Saved entries
::::
PR #415, opened 2026-09-13
test(zero_dim): cross-software cyclic-5 regression against a Bertini 1 oracle; ADR-0029/0030

ofloveandhate:
Two independent pieces that were sitting on the same branch.

## 1. Cross-software cyclic-5 regression against a Bertini 1 oracle

Commits the 70 finite solutions of cyclic-5 as computed by **Bertini 1.7.0** — an
independent solver, at slightly-tighter-than-default tolerances — and asserts that
bertini2's adaptive solve finds exactly that set: a bijection within 1e-6.

Compared as a **point set**, deliberately. The finite solutions are variety points and
therefore invariant under the random homotopy, so path-by-path identity across solvers is
meaningless; only the set is a shared fact.

This catches a silently lost root (the count comes back short) or a wrong endpoint — the
failure mode ADR-0017 and the cyclic-5 diagnostic flagged. Marked `timeout(600)` like the
`solve_cyclic` example, since it runs the same heavy adaptive solve that overran the global
180s budget on Windows CI.

## 2. Two ADRs, plus an index backfill

* **ADR-0029** — the gamma-trick constant is a unit-modulus complex generated at
  `MaxPrecisionAllowed()`. A `node::Float` caps at its creation precision, and |gamma| = 1
  is about conditioning rather than genericity.
* **ADR-0030** — fixed-multiple solves use one uniform, config-sourced ambient precision,
  and the `ZeroDim` factory defaults to adaptive.

The `docs/adr/README.md` index was stale at 0021; this adds 0022–0028 as well and
cross-references ADR-0017.

Happy to split these into two PRs if preferred — they share only a branch, not a subject.

---


ofloveandhate:
Closing: both pieces here (ADR-0029/0030 and the cyclic-5 Bertini 1 comparison test) are already on develop, landed via followup/adrs_and_cyclic5_oracle. This branch forked 512 commits ago, so merging it as it stands would also delete 29 newer ADR files. Nothing is lost by closing.

PR #416, opened 2026-09-13
fix(trackers): the step budget counts failed steps, not only successful ones

ofloveandhate:
Closes the second half of #410. (The first half — a terminal step code the stepping loop
ignored — is #411.)

## The bug

`SteppingConfig::max_num_steps` is documented as *"the maximum number of steps allowed
during tracking"*, but both `PreIterationCheck` implementations compared it against
`num_successful_steps_taken_` alone:

```cpp
if (num_successful_steps_taken_ >= Get<Stepping>().max_num_steps)
    return SuccessCode::MaxNumStepsTaken;
```

So a path whose steps **fail** never approached its budget. It could fail indefinitely
while sitting at 0% of its allowance, because the only counter the guard watched was the
one that had stopped moving.

Observed on a real run: **3.9 million failed steps against 343 successful ones**, thirty
minutes at 100% CPU with no progress, and the enclosing `Solve()` never returning. Every
other exit was structurally unable to fire — the stepsize was not descending toward
`min_step_size`, precision was not escalating toward `maximum_precision` — so nothing could
stop that path at all.

## The fix

Use `NumTotalStepsTaken()`, which already existed and already returns
`num_failed_steps_taken_ + num_successful_steps_taken_`. A failing path now terminates with
`MaxNumStepsTaken`, which is what a path that has spent its whole allowance without
arriving should report.

Fixed in **both** trackers, since both carried the same comparison. The config comment now
states the contract where the setting is configured, rather than leaving "steps" to be read
as "successful steps".

**No behaviour change for any path making progress.** A path that reaches its endpoint in
far fewer than `max_num_steps` total is unaffected, and the default allowance is 1e5. All
105 cases in `test_tracking_basics` pass.

## Test

A path where every step fails on purpose — tracking tolerance 1e-30 is unreachable in
double precision, so the corrector never converges — against `max_num_steps = 10`.

The case **discriminates**, which is the point: counting only successes it never reaches
the budget and instead halves its stepsize ~330 times down to the `1e-100` `min_step_size`
floor, returning `MinStepSizeReached`; counting every step it returns `MaxNumStepsTaken`
after 10. So the asserted code distinguishes the fix from its absence, with ~320 steps of
margin.

## An honest negative result

This fix did **not** recover the case that motivated looking for it. Five decompositions in
a 40-seed block were timing out at 2400s, and I expected them to be un-budgeted failing
paths. With the fix live and verified through the Python bindings (a failing path now
returns `MaxNumStepsTaken`), **all five still time out**. So their cost is spread across
many paths rather than concentrated in one runaway path, and that is a separate problem.

The fix still closes a real hole — the 3.9-million-failed-step path above was real, and
nothing in the library could have stopped it — but it should not be advertised as a
performance fix.

## Noted, deliberately not changed here

The member `num_total_steps_taken_` is **vestigial** — declared and reset, never
incremented anywhere in the tree — while `NumTotalStepsTaken()` computes the sum instead.
It reads like usable state and is always zero. Worth removing, but it isn't this fix.

---

### DIFF
--- a/core/include/bertini2/trackers/amp_tracker.hpp
+++ b/core/include/bertini2/trackers/amp_tracker.hpp
@@ -616,7 +616,10 @@ namespace bertini{
 			*/
 			SuccessCode PreIterationCheck() const override
 			{
-				if (num_successful_steps_taken_ >= Get<Stepping>().max_num_steps)
+				// The budget counts EVERY step, not only the successful ones -- see the
+				// same check in FixedPrecisionTracker and issue #410.  This is the guard
+				// that bounds a path whose steps fail without ever advancing.
+				if (NumTotalStepsTaken() >= Get<Stepping>().max_num_steps)
 					return SuccessCode::MaxNumStepsTaken;
 				if (current_stepsize_ < Get<Stepping>().min_step_size)
 					return SuccessCode::MinStepSizeReached;
--- a/core/include/bertini2/trackers/config.hpp
+++ b/core/include/bertini2/trackers/config.hpp
@@ -111,7 +111,7 @@ namespace tracking{
 		unsigned consecutive_successful_steps_before_stepsize_increase = 5; ///< What it says.  If you can come up with a better name, please suggest it.  StepsForIncrease
 
 		unsigned min_num_steps = 1; ///< The minimum number of steps allowed during tracking.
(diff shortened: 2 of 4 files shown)


ofloveandhate:
another infinite loop bug, closed.  huzzah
::::
- Exercise goal -
Beginning at the line above that contains "therefore invariant under", return each line exactly through the line that contains "## 2. Two ADRs, plus an index backfill", and no others.

- Solution -
therefore invariant under the random homotopy, so path-by-path identity across solvers is
meaningless; only the set is a shared fact.

This catches a silently lost root (the count comes back short) or a wrong endpoint — the
failure mode ADR-0017 and the cyclic-5 diagnostic flagged. Marked `timeout(600)` like the
`solve_cyclic` example, since it runs the same heavy adaptive solve that overran the global
180s budget on Windows CI.

## 2. Two ADRs, plus an index backfill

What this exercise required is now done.